_Work to be completed_.
Select the lines of the records containing the word "configurationTokenStore" and list them.

Entries taken from a collection
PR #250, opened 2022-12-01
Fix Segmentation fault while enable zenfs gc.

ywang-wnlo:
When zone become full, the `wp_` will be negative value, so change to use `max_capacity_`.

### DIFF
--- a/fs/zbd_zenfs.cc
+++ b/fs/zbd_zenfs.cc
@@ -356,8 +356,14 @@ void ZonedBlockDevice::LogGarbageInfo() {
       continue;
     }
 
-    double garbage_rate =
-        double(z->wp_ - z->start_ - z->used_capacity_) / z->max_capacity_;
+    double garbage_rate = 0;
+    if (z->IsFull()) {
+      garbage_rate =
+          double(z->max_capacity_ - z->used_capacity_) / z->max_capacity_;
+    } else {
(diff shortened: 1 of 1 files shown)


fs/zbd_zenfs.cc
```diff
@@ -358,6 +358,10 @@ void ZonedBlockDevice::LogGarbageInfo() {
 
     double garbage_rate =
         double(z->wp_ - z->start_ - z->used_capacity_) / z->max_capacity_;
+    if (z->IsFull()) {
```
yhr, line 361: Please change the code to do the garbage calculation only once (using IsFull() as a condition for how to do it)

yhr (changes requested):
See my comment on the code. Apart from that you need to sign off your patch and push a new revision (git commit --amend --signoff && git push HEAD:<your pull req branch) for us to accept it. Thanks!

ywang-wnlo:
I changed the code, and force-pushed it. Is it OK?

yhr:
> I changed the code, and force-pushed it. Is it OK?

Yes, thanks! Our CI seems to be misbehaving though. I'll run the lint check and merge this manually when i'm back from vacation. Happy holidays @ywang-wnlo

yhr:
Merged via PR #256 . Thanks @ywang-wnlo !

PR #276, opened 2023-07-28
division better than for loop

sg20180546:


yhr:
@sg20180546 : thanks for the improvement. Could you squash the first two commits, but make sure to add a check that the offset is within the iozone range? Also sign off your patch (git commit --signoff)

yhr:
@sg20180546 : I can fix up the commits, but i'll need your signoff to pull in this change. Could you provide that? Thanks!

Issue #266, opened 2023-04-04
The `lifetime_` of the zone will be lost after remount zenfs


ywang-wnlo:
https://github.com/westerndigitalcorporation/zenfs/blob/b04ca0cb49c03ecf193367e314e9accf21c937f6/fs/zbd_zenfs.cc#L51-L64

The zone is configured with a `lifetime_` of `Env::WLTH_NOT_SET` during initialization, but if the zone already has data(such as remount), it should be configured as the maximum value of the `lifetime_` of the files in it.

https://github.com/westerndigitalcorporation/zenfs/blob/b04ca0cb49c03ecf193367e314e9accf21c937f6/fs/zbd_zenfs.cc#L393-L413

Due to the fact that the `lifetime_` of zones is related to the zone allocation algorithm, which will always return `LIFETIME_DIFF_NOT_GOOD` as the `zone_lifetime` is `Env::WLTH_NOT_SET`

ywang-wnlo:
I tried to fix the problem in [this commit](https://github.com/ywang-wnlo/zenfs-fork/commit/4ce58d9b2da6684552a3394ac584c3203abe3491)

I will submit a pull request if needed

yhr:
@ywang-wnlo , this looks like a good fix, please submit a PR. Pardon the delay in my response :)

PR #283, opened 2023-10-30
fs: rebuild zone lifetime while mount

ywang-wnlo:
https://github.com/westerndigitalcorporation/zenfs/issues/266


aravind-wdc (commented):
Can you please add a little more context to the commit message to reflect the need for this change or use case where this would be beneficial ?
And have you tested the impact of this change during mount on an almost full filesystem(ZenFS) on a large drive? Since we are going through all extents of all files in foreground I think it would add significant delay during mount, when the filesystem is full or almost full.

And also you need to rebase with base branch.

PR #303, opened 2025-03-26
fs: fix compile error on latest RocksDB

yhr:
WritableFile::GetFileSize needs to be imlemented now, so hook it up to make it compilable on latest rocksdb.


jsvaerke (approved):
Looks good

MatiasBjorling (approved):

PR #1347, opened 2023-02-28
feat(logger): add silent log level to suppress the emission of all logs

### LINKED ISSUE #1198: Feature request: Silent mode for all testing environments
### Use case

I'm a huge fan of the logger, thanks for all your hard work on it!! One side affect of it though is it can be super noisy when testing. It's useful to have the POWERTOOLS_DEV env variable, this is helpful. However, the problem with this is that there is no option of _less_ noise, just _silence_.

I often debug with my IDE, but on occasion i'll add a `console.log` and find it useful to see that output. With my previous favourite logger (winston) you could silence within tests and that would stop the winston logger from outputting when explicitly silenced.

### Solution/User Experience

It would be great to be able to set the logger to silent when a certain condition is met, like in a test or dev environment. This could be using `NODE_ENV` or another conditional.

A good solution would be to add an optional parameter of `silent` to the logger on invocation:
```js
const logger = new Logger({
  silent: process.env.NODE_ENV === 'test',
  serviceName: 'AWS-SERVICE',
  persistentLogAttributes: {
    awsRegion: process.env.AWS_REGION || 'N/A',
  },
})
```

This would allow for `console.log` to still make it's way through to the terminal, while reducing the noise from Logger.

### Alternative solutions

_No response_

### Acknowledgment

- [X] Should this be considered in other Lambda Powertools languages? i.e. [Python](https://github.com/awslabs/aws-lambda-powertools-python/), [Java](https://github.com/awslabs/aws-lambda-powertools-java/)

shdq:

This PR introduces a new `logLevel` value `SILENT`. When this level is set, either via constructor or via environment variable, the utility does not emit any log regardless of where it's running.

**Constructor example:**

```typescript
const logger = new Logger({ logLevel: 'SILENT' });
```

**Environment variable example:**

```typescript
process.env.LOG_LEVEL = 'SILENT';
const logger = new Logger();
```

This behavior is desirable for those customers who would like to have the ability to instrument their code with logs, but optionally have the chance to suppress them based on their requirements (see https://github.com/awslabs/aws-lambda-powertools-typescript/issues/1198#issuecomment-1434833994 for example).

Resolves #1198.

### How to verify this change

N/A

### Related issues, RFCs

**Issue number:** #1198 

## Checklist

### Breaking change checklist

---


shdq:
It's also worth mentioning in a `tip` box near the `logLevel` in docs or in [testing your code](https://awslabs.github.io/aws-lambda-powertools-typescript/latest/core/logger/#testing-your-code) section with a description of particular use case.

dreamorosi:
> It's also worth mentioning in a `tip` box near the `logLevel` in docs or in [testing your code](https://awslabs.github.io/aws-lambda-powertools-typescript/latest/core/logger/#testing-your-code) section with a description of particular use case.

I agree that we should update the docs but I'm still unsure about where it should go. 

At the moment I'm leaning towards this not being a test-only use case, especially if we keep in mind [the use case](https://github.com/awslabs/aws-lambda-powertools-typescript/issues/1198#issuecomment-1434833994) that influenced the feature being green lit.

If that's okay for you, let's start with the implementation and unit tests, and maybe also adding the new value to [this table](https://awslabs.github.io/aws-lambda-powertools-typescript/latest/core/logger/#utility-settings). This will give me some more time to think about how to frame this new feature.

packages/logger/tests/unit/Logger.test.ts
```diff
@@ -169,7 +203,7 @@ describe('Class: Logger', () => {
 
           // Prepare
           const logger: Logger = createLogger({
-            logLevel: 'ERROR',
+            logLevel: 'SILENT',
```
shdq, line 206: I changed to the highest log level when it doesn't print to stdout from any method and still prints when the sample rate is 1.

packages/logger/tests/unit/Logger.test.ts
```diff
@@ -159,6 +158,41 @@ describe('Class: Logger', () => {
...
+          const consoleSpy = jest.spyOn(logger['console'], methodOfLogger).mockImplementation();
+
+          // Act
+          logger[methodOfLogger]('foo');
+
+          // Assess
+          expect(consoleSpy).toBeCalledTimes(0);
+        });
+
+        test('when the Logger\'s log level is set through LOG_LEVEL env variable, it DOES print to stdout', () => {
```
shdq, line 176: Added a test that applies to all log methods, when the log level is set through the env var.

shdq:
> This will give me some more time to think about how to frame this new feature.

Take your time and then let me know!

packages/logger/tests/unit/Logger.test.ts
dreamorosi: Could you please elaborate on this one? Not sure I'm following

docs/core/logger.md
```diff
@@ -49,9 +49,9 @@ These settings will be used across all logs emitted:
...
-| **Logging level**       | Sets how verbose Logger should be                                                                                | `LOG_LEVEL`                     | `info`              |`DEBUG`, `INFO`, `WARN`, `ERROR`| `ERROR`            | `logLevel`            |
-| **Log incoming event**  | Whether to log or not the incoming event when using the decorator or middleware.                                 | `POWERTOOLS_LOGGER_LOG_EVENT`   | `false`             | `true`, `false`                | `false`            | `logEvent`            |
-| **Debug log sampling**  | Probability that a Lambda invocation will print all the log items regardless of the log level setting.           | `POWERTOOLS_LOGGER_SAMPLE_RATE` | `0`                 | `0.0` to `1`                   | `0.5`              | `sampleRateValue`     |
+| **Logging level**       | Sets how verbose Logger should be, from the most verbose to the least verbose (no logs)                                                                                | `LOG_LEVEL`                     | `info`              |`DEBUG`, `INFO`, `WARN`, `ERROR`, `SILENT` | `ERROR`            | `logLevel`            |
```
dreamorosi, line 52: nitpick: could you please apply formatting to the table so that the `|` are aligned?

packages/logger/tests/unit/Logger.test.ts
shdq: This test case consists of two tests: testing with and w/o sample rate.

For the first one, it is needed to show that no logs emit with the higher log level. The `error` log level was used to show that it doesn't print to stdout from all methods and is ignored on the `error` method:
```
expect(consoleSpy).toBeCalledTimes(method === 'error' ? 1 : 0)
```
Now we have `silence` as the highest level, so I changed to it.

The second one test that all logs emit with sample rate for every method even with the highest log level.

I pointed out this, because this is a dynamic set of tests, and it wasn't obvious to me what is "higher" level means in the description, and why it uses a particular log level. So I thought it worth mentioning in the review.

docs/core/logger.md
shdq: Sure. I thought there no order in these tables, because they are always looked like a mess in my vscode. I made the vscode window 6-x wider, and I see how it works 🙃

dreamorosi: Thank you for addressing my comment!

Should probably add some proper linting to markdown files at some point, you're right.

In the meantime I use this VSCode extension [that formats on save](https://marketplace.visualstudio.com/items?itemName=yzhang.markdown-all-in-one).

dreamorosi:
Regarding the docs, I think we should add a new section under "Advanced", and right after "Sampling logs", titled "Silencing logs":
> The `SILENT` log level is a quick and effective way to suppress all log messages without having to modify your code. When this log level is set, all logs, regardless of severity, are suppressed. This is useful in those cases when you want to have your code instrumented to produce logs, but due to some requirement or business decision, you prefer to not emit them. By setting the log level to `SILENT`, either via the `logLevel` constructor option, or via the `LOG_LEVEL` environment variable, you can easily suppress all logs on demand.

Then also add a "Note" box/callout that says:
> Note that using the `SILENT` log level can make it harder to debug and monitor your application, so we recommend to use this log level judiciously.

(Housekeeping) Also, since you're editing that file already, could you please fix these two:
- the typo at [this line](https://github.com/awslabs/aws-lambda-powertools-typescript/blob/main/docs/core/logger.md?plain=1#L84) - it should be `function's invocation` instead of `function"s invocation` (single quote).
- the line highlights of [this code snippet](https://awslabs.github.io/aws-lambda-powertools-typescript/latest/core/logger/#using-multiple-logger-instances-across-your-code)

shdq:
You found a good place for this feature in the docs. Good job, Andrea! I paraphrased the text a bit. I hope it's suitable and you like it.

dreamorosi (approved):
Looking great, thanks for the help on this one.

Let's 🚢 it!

* * *

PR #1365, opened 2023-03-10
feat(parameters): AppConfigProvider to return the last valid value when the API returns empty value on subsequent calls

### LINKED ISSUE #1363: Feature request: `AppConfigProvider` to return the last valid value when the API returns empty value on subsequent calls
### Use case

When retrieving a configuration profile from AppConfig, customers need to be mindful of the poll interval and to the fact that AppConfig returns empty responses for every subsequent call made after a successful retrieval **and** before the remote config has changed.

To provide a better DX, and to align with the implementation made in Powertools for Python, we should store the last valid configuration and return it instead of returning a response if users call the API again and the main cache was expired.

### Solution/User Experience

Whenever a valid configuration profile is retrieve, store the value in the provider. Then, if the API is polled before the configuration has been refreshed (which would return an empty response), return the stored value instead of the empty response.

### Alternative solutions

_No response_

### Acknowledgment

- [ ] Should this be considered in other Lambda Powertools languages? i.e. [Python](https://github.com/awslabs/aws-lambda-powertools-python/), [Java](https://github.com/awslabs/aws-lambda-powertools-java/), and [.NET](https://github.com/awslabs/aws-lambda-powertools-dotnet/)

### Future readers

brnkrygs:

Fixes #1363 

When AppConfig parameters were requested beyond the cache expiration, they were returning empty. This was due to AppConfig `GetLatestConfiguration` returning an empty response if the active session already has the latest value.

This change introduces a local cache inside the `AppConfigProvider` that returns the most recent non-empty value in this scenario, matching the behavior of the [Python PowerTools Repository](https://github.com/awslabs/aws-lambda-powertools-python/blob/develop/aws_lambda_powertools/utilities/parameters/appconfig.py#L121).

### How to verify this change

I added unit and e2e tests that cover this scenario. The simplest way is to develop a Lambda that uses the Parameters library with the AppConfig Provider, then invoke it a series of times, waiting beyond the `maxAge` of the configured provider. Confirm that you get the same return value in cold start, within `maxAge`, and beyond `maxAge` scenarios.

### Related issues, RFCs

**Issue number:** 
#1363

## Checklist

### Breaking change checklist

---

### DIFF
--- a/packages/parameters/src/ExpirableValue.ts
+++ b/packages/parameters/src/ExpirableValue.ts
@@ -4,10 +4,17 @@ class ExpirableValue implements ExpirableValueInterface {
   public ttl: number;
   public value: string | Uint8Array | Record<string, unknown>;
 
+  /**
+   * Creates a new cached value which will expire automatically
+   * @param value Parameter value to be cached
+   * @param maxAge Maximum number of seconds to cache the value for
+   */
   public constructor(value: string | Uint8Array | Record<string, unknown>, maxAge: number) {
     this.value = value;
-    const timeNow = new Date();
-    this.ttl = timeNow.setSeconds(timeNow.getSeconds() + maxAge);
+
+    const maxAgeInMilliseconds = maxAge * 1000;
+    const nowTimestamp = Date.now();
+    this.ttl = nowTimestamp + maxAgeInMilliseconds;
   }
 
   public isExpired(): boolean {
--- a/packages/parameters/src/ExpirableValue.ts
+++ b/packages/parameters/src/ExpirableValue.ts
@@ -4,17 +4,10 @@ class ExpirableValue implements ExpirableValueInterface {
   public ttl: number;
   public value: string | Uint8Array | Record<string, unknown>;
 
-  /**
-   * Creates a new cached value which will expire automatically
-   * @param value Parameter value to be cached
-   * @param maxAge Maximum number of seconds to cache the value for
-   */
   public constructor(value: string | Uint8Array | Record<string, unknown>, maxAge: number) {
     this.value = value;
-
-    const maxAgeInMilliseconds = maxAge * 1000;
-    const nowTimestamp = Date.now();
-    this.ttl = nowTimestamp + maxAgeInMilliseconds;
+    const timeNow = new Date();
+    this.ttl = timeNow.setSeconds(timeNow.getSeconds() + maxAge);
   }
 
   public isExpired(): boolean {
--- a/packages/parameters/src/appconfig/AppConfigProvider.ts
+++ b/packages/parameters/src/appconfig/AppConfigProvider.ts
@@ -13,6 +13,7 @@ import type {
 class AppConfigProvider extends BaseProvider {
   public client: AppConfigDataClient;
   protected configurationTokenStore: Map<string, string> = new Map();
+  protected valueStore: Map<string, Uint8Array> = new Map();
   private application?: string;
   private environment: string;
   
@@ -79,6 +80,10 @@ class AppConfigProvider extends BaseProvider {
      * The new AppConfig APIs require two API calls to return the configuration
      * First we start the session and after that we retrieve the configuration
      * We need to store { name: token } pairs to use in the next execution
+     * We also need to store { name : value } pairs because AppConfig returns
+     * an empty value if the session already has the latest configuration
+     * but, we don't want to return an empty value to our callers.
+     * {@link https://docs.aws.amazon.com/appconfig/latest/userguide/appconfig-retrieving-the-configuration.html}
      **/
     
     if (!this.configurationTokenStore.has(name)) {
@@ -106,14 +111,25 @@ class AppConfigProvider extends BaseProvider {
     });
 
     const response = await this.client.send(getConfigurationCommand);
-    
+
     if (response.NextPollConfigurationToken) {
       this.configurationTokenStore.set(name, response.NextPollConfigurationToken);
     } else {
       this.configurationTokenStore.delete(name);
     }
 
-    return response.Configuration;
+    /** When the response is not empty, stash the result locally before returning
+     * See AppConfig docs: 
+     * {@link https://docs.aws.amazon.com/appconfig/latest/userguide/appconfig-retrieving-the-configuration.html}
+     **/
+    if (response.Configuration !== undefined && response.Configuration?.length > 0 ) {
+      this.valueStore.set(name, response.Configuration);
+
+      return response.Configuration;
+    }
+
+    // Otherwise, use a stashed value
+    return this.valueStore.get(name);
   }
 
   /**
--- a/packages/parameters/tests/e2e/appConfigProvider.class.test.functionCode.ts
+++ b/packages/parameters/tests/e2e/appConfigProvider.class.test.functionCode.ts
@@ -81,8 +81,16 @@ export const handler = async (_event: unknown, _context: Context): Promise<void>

_Response for this exercise_.
   protected configurationTokenStore: Map<string, string> = new Map();
     if (!this.configurationTokenStore.has(name)) {
       this.configurationTokenStore.set(name, response.NextPollConfigurationToken);
       this.configurationTokenStore.delete(name);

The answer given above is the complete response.